PR #486, opened 2019-07-30
Support empty global pull secret instead of absent.

dgoodwin:
The nil check did not work if globalPullSecret was specified but empty,
which has turned up as a helpful thing to support for AppSRE templates
across environments.

Also check for an empty name and skip global pull secret if this is the
case.


jmelis:
This seems to be what we need. LGTM

PR #487, opened 2019-08-01
Changing retry log to warning for ingress certficate bundle

LalatenduMohanty:


pkg/controller/remoteingress/remoteingress_controller.go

◇ ◇ ◇ ◇ ◇ ◇ ◇

Your goal
The lines to copy are those in the records above containing the word "opened".

Solution for this exercise
PR #486, opened 2019-07-30
PR #487, opened 2019-08-01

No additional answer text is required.